■ INSTRUCTIONS TO FOLLOW:
Every entry below must be copied exactly, with nothing left out.

■ GIVEN INFORMATION:
PR #522, opened 2026-04-24
EAS-2937: create website archive file following successful publish

Dave-Johnson-GDS:


app/commands.py
```diff
@@ -23,10 +24,11 @@ def setup_commands(app):
 def publish():
     try:
         publish_task_progress = PublishTaskProgress.create(publish_type="publish-dynamic", publish_origin="cli")
-        _publish_html(publish_task_progress)
+        published_html = _publish_html(publish_task_progress)
```
gds-gharper, line 27: I don't think this is an issue you've created, but when we do a partial publish do we not publish the CAP XML as well?  We certainly should be, and it needs to be included in the archive.

app/commands.py
```diff
@@ -23,10 +24,11 @@ def setup_commands(app):
...
         purge_fastly_cache()
         alerts_api_client.send_publish_acknowledgement()
         publish_task_progress.set_to_finished()
+        archive_website(html=published_html)
```
gds-gharper: Hmm, in this case, when we're only doing a partial publish (no assets) we need to handle this differently, otherwise the archive won't contain a full site.

I'm not totally sure how we should handle this.  I'm torn between grabbing the previous archive and using the files from there (probably faster, but would break if there's no previous archive) and grabbing the assets from S3 one at a time.  Interested ot hear other opinions or options.

gds-gharper (changes requested):

app/commands.py
Dave-Johnson-GDS: There is a bit of a discrepancy here - this partial publish is only ever initiated by one of us hopping on to a container and running the flask publish command, the celery task publishes both html and CAP XML.  I think this should be updated to also include CAP XML.

app/commands.py
Dave-Johnson-GDS: The archive_website() function will retrieve assets if none have been passed in to it, so you should get a full publish once CAP XML is included.

gds-gharper (dismissed):

Adam-C-Mitchell (approved):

■ ANSWER FOR THE TASK:
PR #522, opened 2026-04-24
EAS-2937: create website archive file following successful publish

Dave-Johnson-GDS:


app/commands.py
```diff
@@ -23,10 +24,11 @@ def setup_commands(app):
 def publish():
     try:
         publish_task_progress = PublishTaskProgress.create(publish_type="publish-dynamic", publish_origin="cli")
-        _publish_html(publish_task_progress)
+        published_html = _publish_html(publish_task_progress)
```
gds-gharper, line 27: I don't think this is an issue you've created, but when we do a partial publish do we not publish the CAP XML as well?  We certainly should be, and it needs to be included in the archive.

app/commands.py
```diff
@@ -23,10 +24,11 @@ def setup_commands(app):
...
         purge_fastly_cache()
         alerts_api_client.send_publish_acknowledgement()
         publish_task_progress.set_to_finished()
+        archive_website(html=published_html)
```
gds-gharper: Hmm, in this case, when we're only doing a partial publish (no assets) we need to handle this differently, otherwise the archive won't contain a full site.

I'm not totally sure how we should handle this.  I'm torn between grabbing the previous archive and using the files from there (probably faster, but would break if there's no previous archive) and grabbing the assets from S3 one at a time.  Interested ot hear other opinions or options.

gds-gharper (changes requested):

app/commands.py
Dave-Johnson-GDS: There is a bit of a discrepancy here - this partial publish is only ever initiated by one of us hopping on to a container and running the flask publish command, the celery task publishes both html and CAP XML.  I think this should be updated to also include CAP XML.

app/commands.py
Dave-Johnson-GDS: The archive_website() function will retrieve assets if none have been passed in to it, so you should get a full publish once CAP XML is included.

gds-gharper (dismissed):

Adam-C-Mitchell (approved):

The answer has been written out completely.